REQUIREMENT: Check which lines in the records hold "errors" and report how many there are, with no other text.

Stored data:
=== Begin Enclosure ===

PR #4626, opened 2020-06-19
Start bhima from mocha

### LINKED ISSUE #4617: Start the expressjs server from Mocha in integration tests
We are currently not starting and stopping our server from `mocha` in our integration tests.  I'm afraid out method of starting and stopping the server isn't very robust.  It would be nice to start our server from `mocha` as is [proposed here](https://medium.com/@asciidev/testing-a-node-express-application-with-mocha-chai-9592d41c0083).

Other potentially useful links:
  1. [Another example](https://stackoverflow.com/a/38223989) of starting from mocha.

mbayopanda:
This PR is related to the issue #4617 

Close #4617


kwilu:
Hello @mbayopanda, it seems like you have referenced #4617 in your pull request description, but you have not referenced them in your commit message description(s). When you reference an issue in a commit message, it automatically closes the corresponding issue when the commit is merged.

Please run `git commit --amend` in your command line client to amend your commit message description with `Fixes #4617.`.

```
Author: kwilu

    Fixes #51.
```

sh/integration-tests.sh
```diff
@@ -13,24 +13,12 @@ set +a
 
 echo "[test]"
 
-# set build timeout
-TIMEOUT=${BUILD_TIMEOUT:-8}
-
 echo "[test] Spawning server process..."
-# build and start the server
```
jniles, line 20: 👍

sh/integration-tests.sh
```diff
@@ -13,24 +13,12 @@ set +a
...
-echo "[test] Spawned node process."
-
-# make sure we have enough time for the server to start
-echo "[test] Sleeping for $TIMEOUT seconds."
-sleep "$TIMEOUT"
 
 echo "[test] running tests using mocha"
-
 # run the tests
-../node_modules/.bin/mocha --recursive --bail ../test/integration/
```
jniles, line 34: Why do we need to put `NODE_ENV` here?  I think it should be fine without it.

.env.development
```diff
@@ -11,7 +11,7 @@ DB_NAME='bhima_test'
 # session variables
 SESS_SECRET='XopEn BlowFISH'
 
-DEBUG=app,errors,ReportManager
+DEBUG=app
```
jniles: We should probably keep `errors` around at minumum.

server/app.js
```diff
@@ -67,7 +67,7 @@ function configureServer() {
 
   // create the server
   http.createServer(app)
-    .listen(process.env.PORT, () => {
+    .listen(port, () => {
```
jniles, line 70: Nice. :+1:

test/integration/setup.js
```diff
@@ -10,12 +10,14 @@
...
 const chai = require('chai');
 const chaiHttp = require('chai-http');
 const chaiDatetime = require('chai-datetime');
 
+// server
+const server = require('../../bin/server/app');
+
 // base URL for all tests
 const port = process.env.PORT || 8080;
 const baseUrl = `http://localhost:${port}`;
```
jniles: Let's remove all references to baseUrl.  Nothing is using it that I can tell.

test/integration/setup.js
```diff
@@ -32,17 +34,19 @@ before(() => {
...
 
   // trigger login
-  return (() => agent.post('/auth/login').send(user))();
+  return agent.post('/auth/login').send(user);
 });
 
 // runs after all tests are completed
-after(() => {
+after(done => {
+  delete require.cache[require.resolve('../../bin/server/app')];
```
jniles: I'm not sure I understand why you need to do this.  It also looks really hacky.  Can we remove it?

sh/integration-tests.sh
jniles: Also, something is keeping our server alive and it isn't exiting.  I've ruled out `lib/db` and `@imaworldhealth/coral`, but still can't figure it out.  Let's not deal with it in this PR.  Instead, let's add a TODO and pass the `--exit` flag.  

Then create an issue and we can work on it after this PR gets merged.

mbayopanda: The reason of `NODE_ENV` is without that mocha cannot read the environment file, so the server is still running in production mode

test/integration/setup.js
mbayopanda: You're totally right, that's the reason why i talked about that

sh/integration-tests.sh
jniles: It should always read the `.env.development` file.  The code is [here](https://github.com/IMA-WorldHealth/bhima/blob/master/sh/test.sh#L8).  At least it does on my machine and on Travis.  Does it not work for you?

jniles:
LGTM.  bors r+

=== End Enclosure ===

ANSWER BOX: 2